Required action ::
Pull every line with "resumeTokenContentsRE" from the data.
═════ The data
PR #512, opened 2021-09-05
Fixes #410 - Uses zstream token.

### LINKED ISSUE #410: use `zstream token` to decode resume token
Main benefit would be that we'd be using a supported tool instead of dry-sends.
see https://github.com/openzfs/zfs/commit/02fced3067798cbc5472f180e4c6d36f4c441a77

### LINKED ISSUE #510: zfs send resume issues - Running on wrong context / Failing to decode valid tokens
I'm going to be up front and state I haven't done a lot of detailed testing for this: I just figured it out from turning on audit logging on both servers for any calls to ZFS and realized what was happening.

I have a backup server that pulls from sources to itself. It usually works fine, but I've noticed sometimes if a connection drops or something happens, the receives always fail with "zfs binary does not allow decoding resume token or zrepl cannot scrape zfs output". Normally, I just used zfs recv -A, but today I decided to REALLY dig into things. Turning on debug logging didn't help: I got the calls, and confirmed they were correct, but they worked just fine on the source. They also worked when using zrepl test decoderesumetoken, so I couldn't figure out what was going on.

As said in the first line however, I suddenly got the idea to just turn on auditing for zfs (auditctl -a exit,always -S execve -F path=/usr/sbin/zfs), and to my surprise I didn't see any hits for nvt in audit.log: It wasn't calling it on the right server. Trying the same command to turn on audit logging on the destination server revealed it was indeed trying to call zfs send -nvt (the token) on the local server: Which of course fails because the snapshot it's trying to start the send from doesn't exist on the local server (Or even the pool, usually).

Issue #410 MAY resolve this, but then looking at the code it should actually still work unless there's some kind of an error in the [resume token error checking code](https://github.com/zrepl/zrepl/blob/3b5a1a8b9a14c167d1af3ab7af115d5f9ffe9c2f/zfs/resume_token.go#L188), but go is just one of those languages I haven't gotten around to learning yet: It does however return an error (See below)
```
clio:~# zfs send -nvt 1-139fd78ae3-110-789c636064000310a501c49c50360710a715e5e7a69766a6304081dfd3e667ede76f052a00d9ec48eaf293b252934b18189ebc83a8c3904f4b2b4e2d01c908c1e5d990e4932a4b528b817486bf3d2336fd25f9105
75c739af3adcc728d7f04923c27583e2f3137154867a4e66616eba6e42767a716e94328dd94c49244fd82fce292f4a2d46287aaa2d4829c7823032343030b6383780343234323a378030303981f01eb673158
resume token contents:
nvlist version: 0
        fromguid = 0x51dacf87e683e54e
        object = 0xeee4
        offset = 0x120000
        bytes = 0x13f4f68
        toguid = 0x4fac3976f69c42d6
        toname = themis-docker/docker-data/postgres@zrepl_20210830_012122_000
cannot resume send: 'themis-docker/docker-data/postgres@zrepl_20210830_012122_000' used in the initial send no longer exists
clio:~# zrepl test decoderesumetoken --token 1-139fd78ae3-110-789c636064000310a501c49c50360710a715e5e7a69766a6304081dfd3e667ede76f052a00d9ec48eaf293b252934b18189ebc83a8c3904f4b2b4e2d01c908c1e5d990e4932a4b528b
817486bf3d2336fd25f910575c739af3adcc728d7f04923c27583e2f3137154867a4e66616eba6e42767a716e94328dd94c49244fd82fce292f4a2d46287aaa2d4829c7823032343030b6383780343234323a378030303981f01eb673158
zfs binary does not allow decoding resume token or zrepl cannot scrape zfs output
clio:~#
```

I assume from the current code the easiest solution would be to actually check if a token is valid by sending the check request to the destination context, or as said earlier using zstream token command in #410. I might give that a shot later since from what I can see it wouldn't be too hard: A few changes to the regex and the actual command should be all that's required.

ShaRose:
This is a quick fix, but it does work on my system to resume stuck transfers (And thus also fixes #510 albeit not using the best solution). You can actually run the example tokens through zrepl test decoderesumetoken without errors, which is a nice plus. That could possibly be added to platform testing or even build testing later, and we can even add both checks: This (or manual decoding) as a first pass sanity check, then running on the other side for flag information and further validation that the tokens are good. But for now this is, as said, a quick fix.

Changes:

Removed resumeTokenContentsRE and accompanying code (As zstream token doesn't have a starting string to regex against).

Updated resumeTokenNVListRE to match the new format for zstream token.

Updated some comments.

Use zstream token instead of zfs send -nvt.

Commented out some of the other optional fields this returns as they are never in the actual token: There isn't much of a reason to keep the dead code there, but thought it should be clear that those fields are not used as is.

### DIFF
--- a/zfs/resume_token.go
+++ b/zfs/resume_token.go
@@ -28,9 +28,8 @@ type ResumeToken struct {
 	HasSavedOk, SavedOk           bool
 }
 
-var resumeTokenNVListRE = regexp.MustCompile(`\t(\S+) = (.*)`)
+var resumeTokenNVListRE = regexp.MustCompile(` *(\S+): (.*)`)
 
-var resumeTokenContentsRE = regexp.MustCompile(`resume token contents:\nnvlist version: 0`)
 var resumeTokenIsCorruptRE = regexp.MustCompile(`resume token is corrupt`)
 
 var ResumeTokenCorruptError = errors.New("resume token is corrupt")
@@ -154,7 +153,7 @@ func ResumeRecvSupported(ctx context.Context, fs *DatasetPath) (bool, error) {
 	return poolSup.supported, nil
 }
 
-// Abuse 'zfs send' to decode the resume token
+// Abuse 'zstream token' to decode the resume token
 //
 // FIXME: implement nvlist unpacking in Go and read through libzfs_sendrecv.c
 func ParseResumeToken(ctx context.Context, token string) (*ResumeToken, error) {
@@ -173,38 +172,30 @@ func ParseResumeToken(ctx context.Context, token string) (*ResumeToken, error) {
 	// From an incremental send
 	// 1-c49b979a2-e0-789c636064000310a501c49c50360710a715e5e7a69766a63040c1eabb735735ce8f8d5400b2d991d4e52765a5269740f82080219f96569c5ac2000720793624f9a4ca92d46206547964fd25f91057f09e37babb88c9bf5503499e132c9f97989bcac050909f9f63a80f34abc421096616007c881d4c
 
-	// Resulting output of zfs send -nvt <token>
+	// Resulting output of zstream token <token>
 	//
-	//resume token contents:
-	//nvlist version: 0
-	//	fromguid = 0x595d9f81aa9dddab
-	//	object = 0x1
-	//	offset = 0x0
-	//	bytes = 0x0
-	//	toguid = 0x854f02a2dd32cf0d
-	//	toname = pool1/test@b
-	//cannot resume send: 'pool1/test@b' used in the initial send no longer exists
+	//     fromguid: 6439478421471747499
+	//     object: 1
+	//     offset: 0
+	//     bytes: 0
+	//     toguid: 9605899428723609357
+	//     toname: 'pool1/test@b'
 
-	cmd := zfscmd.CommandContext(ctx, ZFS_BINARY, "send", "-nvt", string(token))
+	cmd := zfscmd.CommandContext(ctx, "zstream", "token", string(token))
 	output, err := cmd.CombinedOutput()
 	if err != nil {
 		if exitErr, ok := err.(*exec.ExitError); ok {
 			if !exitErr.Exited() {
 				return nil, err
 			}
-			// we abuse zfs send for decoding, the exit error may be due to
-			// a) the token being from a third machine
-			// b) it no longer exists on the machine where
 		} else {
 			return nil, err
 		}
 	}
 
-	if !resumeTokenContentsRE.Match(output) {
-		if resumeTokenIsCorruptRE.Match(output) {
-			return nil, ResumeTokenCorruptError
-		}
-		return nil, ResumeTokenDecodingNotSupported
+	// zstream token doesn't really HAVE a normal starting string to regex against, thus why I'm only checking for a corrupt token.
+	if resumeTokenIsCorruptRE.Match(output) {
+		return nil, ResumeTokenCorruptError
 	}
 
 	matches := resumeTokenNVListRE.FindAllStringSubmatch(string(output), -1)
@@ -231,6 +222,7 @@ func ParseResumeToken(ctx context.Context, token string) (*ResumeToken, error) {
 			rt.HasToGUID = true
 		case "toname":
 			rt.ToName = val
+		/*
 		case "rawok":
 			rt.HasRawOk = true
 			rt.RawOK, err = strconv.ParseBool(val)
@@ -261,6 +253,7 @@ func ParseResumeToken(ctx context.Context, token string) (*ResumeToken, error) {
 			if err != nil {
 				return nil, ResumeTokenParsingError
 			}
+		*/
 		}
 	}
 


problame:
We need to maintain backwards-compatibility for the time being, so the change needs to try `zstream token` first, and if the binary does not exist, fall back to the `send -nvt` way.

problame:
We can't take this PR as is because

1. It still needs to be backwards-compatible with platforms that don't have `zstream`.
2. It fails the zrepl platformtests for resume token decoding

```
make test-platform-bin
sudo ./artifacts/platformtest-linux-amd64 \
	-poolname "zreplplatformtest" \
        -imagepath "/tmp/zreplplatformtest.pool.img" \
        -mountpoint "/tmp/zreplplatformtest.pool" \
	-run ResumeToken
```

Output:

```
...
2022-07-08T18:41:29Z [INFO][platformtest][Uv38$Uv38]: filesystem in resume token field `toname` = "'zreplplatformtest/rootds/send er" does not match expected value "zreplplatformtest/rootds/send er"
2022-07-08T18:41:29Z [ERRO][platformtest][Uv38$Uv38]:
        Error Trace:    sendArgsValidation.go:132
                                                harness.go:194
                                                harness.go:195
                                                harness.go:108
                                                harness.go:43
                                                proc.go:255
                                                asm_amd64.s:1581
        Error:          Not equal:
                        expected: 4
                        actual  : 2

panic while running test: platformtest: FailNow called on context
main.runTestCase.func1.1
        /home/cs/zrepl/zrepl/platformtest/harness/harness.go:191
runtime.gopanic
        /home/cs/go1.17.5/src/runtime/panic.go:1038
github.com/zrepl/zrepl/platformtest.(*Context).FailNow
        /home/cs/zrepl/zrepl/platformtest/platformtest.go:34
github.com/zrepl/zrepl/platformtest.(*Context).Errorf
        /home/cs/zrepl/zrepl/platformtest/platformtest.go:30
github.com/stretchr/testify/assert.Fail
        /home/cs/go/pkg/mod/github.com/stretchr/testify@v1.6.1/assert/assertions.go:262
github.com/stretchr/testify/assert.Equal
        /home/cs/go/pkg/mod/github.com/stretchr/testify@v1.6.1/assert/assertions.go:346
github.com/stretchr/testify/require.Equal
        /home/cs/go/pkg/mod/github.com/stretchr/testify@v1.6.1/require/require.go:162
github.com/zrepl/zrepl/platformtest/tests.SendArgsValidationResumeTokenEncryptionMismatchForbidden
        /home/cs/zrepl/zrepl/platformtest/tests/sendArgsValidation.go:132
main.runTestCase.func1
        /home/cs/zrepl/zrepl/platformtest/harness/harness.go:194
main.runTestCase
        /home/cs/zrepl/zrepl/platformtest/harness/harness.go:195
main.HarnessRun
        /home/cs/zrepl/zrepl/platformtest/harness/harness.go:108
main.main
        /home/cs/zrepl/zrepl/platformtest/harness/harness.go:43
runtime.main
        /home/cs/go1.17.5/src/runtime/proc.go:255
runtime.goexit
        /home/cs/go1.17.5/src/runtime/asm_amd64.s:1581
2022-07-08T18:41:29Z [DEBG]: begin executing command="\"zpool\" [\"export\" \"zreplplatformtest\"]"
2022-07-08T18:41:29Z [DEBG]: command output command="\"zpool\" [\"export\" \"zreplplatformtest\"]" output=""
2022-07-08T18:41:29Z [DEBG]: done executing command="\"zpool\" [\"export\" \"zreplplatformtest\"]"
TEST FAILED

PASSING TESTS:
  github.com/zrepl/zrepl/platformtest/tests.SendArgsValidationResumeTokenDifferentFilesystemForbidden
SKIPPED TESTS: []
FAILED TESTS:
  github.com/zrepl/zrepl/platformtest/tests.ResumeTokenParsing
  github.com/zrepl/zrepl/platformtest/tests.SendArgsValidationResumeTokenEncryptionMismatchForbidden
```

Looking at the difference in output, we see that `zstream` adds single-quotes around `toname`:

```
root@zrepl-1-2204:[/]: zstream token 1-c9cc2b0aa-d8-789c636064000310a500c4ec50360710e72765a52697303030419460caa7a515a79680647ce0f26c48f2499525a9c540bac3d20fabfe92fcf4d2cc140606179d4587e62db9c5eb8124cf0996cf4bcc4d6560a82a4a2dc829c8492c49cb2fca051a59a25f949f5f9252ac5f9c9a97a2905ae490a8509c9758509c915fc20003005abd23c7
     object: 2
     offset: 4980736
     bytes: 5126536
     toguid: 998291269193182276
     toname: 'zreplplatformtest/rootds/send er@a snapshot'
```

```
root@zrepl-1-2204:[/]: zfs send -nvt 1-c9cc2b0aa-d8-789c636064000310a500c4ec50360710e72765a52697303030419460caa7a515a79680647ce0f26c48f2499525a9c540bac3d20fabfe92fcf4d2cc140606179d4587e62db9c5eb8124cf0996cf4bcc4d6560a82a4a2dc829c8492c49cb2fca051a59a25f949f5f9252ac5f9c9a97a2905ae490a8509c9758509c915fc20003005abd23c7
resume token contents:
nvlist version: 0
        object = 0x2
        offset = 0x4c0000
        bytes = 0x4e3988
        toguid = 0xddaa49ec2a22c44
        toname = zreplplatformtest/rootds/send er@a snapshot
cannot resume send: 'zreplplatformtest/rootds/send er@a snapshot' used in the initial send no longer exists
```

The reason is that `zstream` uses `dump_nvlist` whereas `zfs send -nvt` hand-prints the output.

https://github.com/openzfs/zfs/blob/cb01da68057dcb9e612e8d2e97d058c46c3574af/cmd/zstream/zstream_token.c#L73

https://github.com/openzfs/zfs/blob/cb01da68057dcb9e612e8d2e97d058c46c3574af/lib/libzfs/libzfs_sendrecv.c#L1708-L1715

---

In my opinion, `zstream` should just use the existing functionality to dump JSON.
Then, switching to `zstream` would provide a substantial simplification.
Right now, I find it less appealing.

Considering the age of this PR and lack of responses, I'll close it, and close the underlying issue #410.

If someone wants to implement JSON dumping for zstream in OpenZFS, we can have a new issue and a new PR.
══════════
Finished exercise ::
Removed resumeTokenContentsRE and accompanying code (As zstream token doesn't have a starting string to regex against).
-var resumeTokenContentsRE = regexp.MustCompile(`resume token contents:\nnvlist version: 0`)
-	if !resumeTokenContentsRE.Match(output) {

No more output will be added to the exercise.